Activity 1: Open Societal Challenges

Purpose

To enhance the impact of our research we will help interdisciplinary teams to focus on key societal challenges. We recognise that the COVID-19 pandemic has changed working practices and it will be harder for new collaborations to form. Therefore, we need to create new mechanisms for people to find each other, exchange ideas, form teams and work with external partners.

We will strengthen our collaborations across the four nations of the UK to maximise the benefit of our unique reach.

Outcomes

We will set targets for:

  • The number of new societal challenges proposed over the Learn and Live strategy period.
  • The number of detailed project plans for new challenges.
  • Increases in donation and/or research funding secured for challenges.

We will secure intellectual property for the online technology platform to enable licensing outside of the OU.

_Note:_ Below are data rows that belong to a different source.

PR #3182, opened 2024-02-05
docs: Add instructions for PostGIS/GEOS

twpayne:
This PR adds instructions on how to use sqlc with PostGIS via [GEOS](https://libgeos.org) (the standard library for geometry operations, as used by PostGIS itself) and [go-geos](https://github.com/twpayne/go-geos) (the official Go bindings for GEOS).


kyleconroy (approved):

kyleconroy:
Thank you!

PR #3191, opened 2024-02-11
Remove --experimental flag from the persistent FlagSet

jakoguta:
The `--experimental` flag was deprecated and later removed from the projects code. However, it seems that the command was not removed from the persistent `FlagSet`. Now this is confusing as it appears on the help list but it is not implemented.


kyleconroy:
We didn't want to remove it at that time as it might break some workflows. Happy to finally remove it now.

PR #3195, opened 2024-02-12
fix(generate): First pass at fixing path traversal vuln

kyleconroy:
Fixes https://github.com/sqlc-dev/sqlc/issues/3194

### DIFF
--- a/internal/cmd/generate.go
+++ b/internal/cmd/generate.go
@@ -9,6 +9,7 @@ import (
 	"os"
 	"path/filepath"
 	"runtime/trace"
+	"strings"
 	"sync"
 
 	"google.golang.org/grpc"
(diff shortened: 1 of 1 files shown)


cbiffle:
This is _slightly_ overly conservative, technically speaking, in that it will prevent the creation of filenames like `out/foobar..txt`. I'm not terribly concerned about that, personally. However, I think you could fix it by testing to see if the path _starts with_ `..` -- any path returned from `Clean` (and thus `Join`) should only contain `..` iff it starts with `..`.

This still permits following symlinks in the out directory to arbitrary locations, if such symlinks exist. It looks like Go has a standard library routine for this in `EvalSymlinks` if you're concerned; you could apply it to the result of your `Join`. Given that WASM plugins have no way to create such a symlink atm, this is probably not a serious issue.

internal/cmd/generate.go
```diff
@@ -208,8 +209,21 @@ func (g *generator) ProcessResult(ctx context.Context, combo config.CombinedSett
...
+
 	for n, source := range files {
 		filename := filepath.Join(g.dir, out, n)
+		// filepath.Join calls filepath.Clean which should remove all "..", but
+		// double check to make sure
+		if strings.Contains(filename, "..") {
+			return fmt.Errorf("invalid file output path: %s", filename)
+		}
+		// The output file must be contained inside the output directory
+		if !strings.HasPrefix(filename, absout) {
```
cbiffle, line 224: Has `absout` also been run through `Clean`? If so, there's a possibility that `absout != filepath.Clean(absout)` which would cause this to fail.

kyleconroy: It has, since the result of `Join` is cleaned.

cbiffle: Ah, so it has. Thanks!

PR #3202, opened 2024-02-14
feat(sqlc): Support custom generic nullable types (i.e. `sql.Null[string]`)

gregoryjjb:
Support wrapping any nullable field with a generic type provided by the user. The config looks like this:

```yaml
sql:
  - gen:
      go:
        ...
        generic_null_type:
          import: "database/sql"
          type: "Null"
```

and the generated models look like this:

```go
type Foo struct {
	ID                    int64
	SometimesBlankText    sql.Null[string]
	SometimesBlankNumeric sql.Null[int64]
}
```

I only use sqlite but I added support & tests for Postgres and MySQL.

~The test cases use `sql.Null` even though the project isn't on Go 1.22 yet, but that doesn't seem to be an issue since the generated test package doesn't seem to be built/run anywhere?~

~nvm it has indeed been upgraded already.~

nvm it was only upgraded in the Dockerfile. I'll make a dummy type for the tests.

### DIFF
--- a/go.mod
+++ b/go.mod
@@ -8,7 +8,7 @@ require (
 	github.com/davecgh/go-spew v1.1.1
 	github.com/fatih/structtag v1.2.0
 	github.com/go-sql-driver/mysql v1.7.1
-	github.com/google/cel-go v0.19.0
+	github.com/google/cel-go v0.20.0
 	github.com/google/go-cmp v0.6.0
 	github.com/jackc/pgx/v4 v4.18.1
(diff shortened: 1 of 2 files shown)


gregoryjjb:
I'm not supper happy about how this works (or rather doesn't work) with overrides. Ideally I would specify a custom override type without specifying its nullability, and then with this new option set it would wrap with the nullable type automatically (i.e. `sql.Null[MyCustomOverride]`).

gregoryjjb:
Superseded by #3279

PR #3223, opened 2024-02-26
dolphin: Fix the return type of SUM()

Jille:


kyleconroy:
Is this accurate? In PostgreSQL, `SUM` is polymorphic and returns the type of its input parameters.

Jille:
Good point. I'll write it out for all types, just like the PostgreSQL catalog does.

However, picking the right function from the catalog doesn't seem to work yet (https://play.sqlc.dev/p/a09737c4aa272d364f56e1a9b5d24d1424a5cc6b5b29ad8da220990129db6c92).

jozuenoon:
Hi! That would be very useful any chances to merge this?

PR #3287, opened 2024-03-22
enable go_struct_tag on column types

emanuelturis:
Hi,

So, first, this is my first contribution on open source, which means the quality of the pull request isn't the greatest, but I hope at least it leads to the right solution.

I noticed that when specifying the go_struct_tags on overrides, it would only work with column and not db_type.

I found something which to me seems like a workaround, but it now works on my end.

I ran the tests and it seems to all be passing just fine (5 failing tests before the change and after, so no difference there).

I'm looking forward to some feedback and see if this can be merged into the project.

Thanks to everyone!


kyleconroy:
**🤖 Automated message**

---

PR #3288, opened 2024-03-22
feat: trim output extension

stevenh:
Add an option to trim the extension of the source filename when writing outputs. This allows consumers to eliminate unnecessary .sql within the names of the generated files.


stevenh:
Oh, how do people ask for features like this?

PR #3298, opened 2024-03-28
fix(codegen/golang): Use int8 for MySQL TINYINT

kyleconroy:
Fixes https://github.com/sqlc-dev/sqlc/issues/3201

We will ask panels drawn from staff, students, alumni and external partners to undertake periodic detailed reviews of our societal impact supported by qualitative and quantitative methods.

Mechanisms

Invite staff and students to propose societal challenges that address problems and create opportunities in environmental sustainability, tackling inequalities and helping everyone to live well.

During our consultation we had over 1800 ideas from across the OU for future challenges we should address.

Building on this exceptional engagement, we will hold regular events to explore challenge areas, drawing on experiences from within the OU and from external collaborators. We will publicly announce our intention to help solve key societal challenges and promote participatory action research.

We will actively encourage students and staff from all job families to propose future challenges. We will open the challenge process to external contributions once the concept has been piloted within the University.

Resources will be invested to enable new teams to develop their approaches and established teams to mature their ideas.

Using feedback from societal challenge panels drawn from across our student and staff bodies, and including external stakeholders, we will prioritise time and financial investment in challenge areas where the OU has an opportunity to make a unique contribution.

Investments will be tailored to specific needs of each project. Early-stage projects will require support to validate challenges and build teams. Later stage projects will require pump-prime funding to attract external investment or partnerships.

We will create project plans that set out realistic pathways to impact.

Create a new online collaboration technology platform. 

Drawing on OU expertise we will create a new online tool to allow people to publicise their societal challenges, fill gaps in their expertise and find external partners. We envisage this tool being made available for groups outside of the OU to use if this new model for stimulating collaboration is successful.